Aptitude - Probability - Discussion

As we know one dice has 6 sides(4 edges + 1frontside + 1backside = 6)
Possibilities of getting sum 9 are (6,3)(5,4)(4,5)(3,6) i.e 4 possibilities.
Because;
6+3 = 9
5+4 = 9
4+5 = 9
3+6 = 9.

Remember! The numbers you add should not exceed the 6 digit.

Solution for your question is @Dhaval.
4/6 * 6 * 6 = 4/216 or 1/54.
Hope,This Helps!

Here how could you consider (5, 4) and (4, 5) two different events? Please explain.

Why not taking the case {3,3}? Please explain me.

@Pooja Gm.

Dice does not have 8 surfaces it has only 6.

One dice have six faces so here we have two dices, so the formula is n2 (n Square). So 6*6 =36.

Is throwing a dice two times and throwing two dice together, same?

Please, anyone, clear me.

At first you draw sample space then you find pair which sum is 9, (1,1), (1,2),....... (5,4), (6,3),(3,6), (4,5).

Total pair 36 and sum of 9 pair is 4 them p(sum 9)= 4 ÷ 36 = 1/9.

Because in a throw of two dices there is only 6x6, is the last the number won't Or should not exceed 6.
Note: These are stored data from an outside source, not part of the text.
PR #9326, opened 2025-01-15
[PWGJE] Add event rejection for MB-gap productions

jaimenorman:
- option to reject events with event weight = 1 - required for MB-gap productions where only the weighted events should be analysed
- event selection fix for particle-level analysis

### DIFF
--- a/PWGJE/Tasks/jetFinderQA.cxx
+++ b/PWGJE/Tasks/jetFinderQA.cxx
@@ -72,6 +72,7 @@ struct JetFinderQATask {
   Configurable<bool> checkMcCollisionIsMatched{"checkMcCollisionIsMatched", false, "0: count whole MCcollisions, 1: select MCcollisions which only have their correspond collisions"};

Why we should not use the permutations here?like sum 9 can appear in either (6, 3) or (3, 6) , (5, 4) or (4, 5). Why we only choose the one possibility?

Why we take this case only?
(3+6)
(4+5)
(5+4)
(6+3).

This also possible;
(7+2),
(1+8),
(2+7),
(8+1),

Please explain the reason.